If then one of the downstream microservices fail, the orchestrator microservice needs to orchestrate a rollback with no guarantee that it will not fail itself.

The sagas pattern can be used to address distributed transactions, but it is not always trivial to implement.

Even when all goes well, the different network latency to the downstream microservices means that the data objects do not get updated at the same time, which could result in inconsistencies.

Local Debugging

A distributed system runs on multiple processes, but during development typically only one is run in the IDE. In some cases, the other microservices run in a shared integration environment running in the cloud, making it practically impossible to debug across multiple microservices and significantly hampering developer productivity.

Troubleshooting

Identifying issues in production is just as challenging. An error logged in production will print the stack trace of only the process it is running in, without the stack trace of the upstream microservices that led to it. A distributed logging system can be used to coalesce individual logs but it typically involves shipping large amounts of data to a central storage at a rather high cost.

Unique IP:Port

Since a microservice is a web server, it must listen on a TCP port for incoming requests from other microservices. Different microservices or even different replicas of the same microservice need to run on different IPs or ports. Port mapping is often used to run multiple microservices on the single development machine, but port mapping comes with its own set of idiosyncrasies.

CI/CD Automation

Trying to manage microservices without a full set of automation tools is a huge productivity drain if only for the sheer volume of microservices. It may be possible to manually build, test and deploy a single monolith, but it is impossible to do the same for 100 microservices. Fully automating the CI/CD pipeline takes upfront investment and expertise.

Inter-Service Chaos

Microservices break an application into small components that don't provide much opportunity for chaotic code to form.

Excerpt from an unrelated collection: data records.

PR #231, opened 2023-04-06
Remove call.NetworkAddress

dnephin:
I noticed that `call.NetworkAddress` was never referenced from the `internal/net/call` package (where it lives), and that it's only use was to parse a `call.NetEndpoint`.  

This PR removes the type, and replaces it with a `ParseNetEndpoint` function. This seems to simplify the code a bit. I find that fewer types in a package can make it easier to understand.

In a couple places I changed a field from `NetworkAddress` to either `string` or `NetEndpoint`.


weavelet.go
```diff
@@ -225,12 +225,12 @@ func (w *weavelet) start() (Instance, error) {
 		startWork(w.ctx, "serve weavelet conn", remote.conn.Serve)
 
 		lis := remote.conn.Listener()
-		addr := call.NetworkAddress(fmt.Sprintf("tcp://%s", lis.Addr().String()))
+		addr := call.NetEndpoint{Net: "tcp", Addr: lis.Addr().String()}
```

Even if significant chaos does form inside a microservice, refactoring it is an easier task that refactoring a module that is tightly integrated in a monolith. If one is not careful however, the chaos ends up shifting up and forms at the interconnection of microservices.

Distributed Monolith

A distributed monolith is a distributed system where microservices are tightly coupled. It is so named because it resembles a monolith where each of the in-process calls was replaced with remote network calls. This term is often thrown around to demonstrate the futility of breaking a monolith into microservice.

Divergent Engineering Standards

Microservices are often built by different teams, maybe even in different time zones, each working on their own codebase using their own preferred coding standards, patterns and even tech stacks. This divergence of engineering standards introduces friction to the process of moving engineers between teams because of the steeper learning curve.

Abandoned Microservices

Once a microservice has been completed and stabilized, it may be left running for months or even years without change. Over time, the original team that built it will move on to work on other microservices. The original microservice might ultimately end up orphaned from any owners.

Dependency Management

Microservices are built and deployed separately. If there's a security fix or update to a dependency, all dependent microservices have to be rebuilt and redeployed. Such a large rollout always has the potential to yield catastrophic results and bring down the entire system.

Conclusion

Microservices are no picnic and the journey to the promised land of infinite scalability is dotted with pitfalls. If you're not careful, you'll end up in a real jam and wish you never left the comfort of the monolith.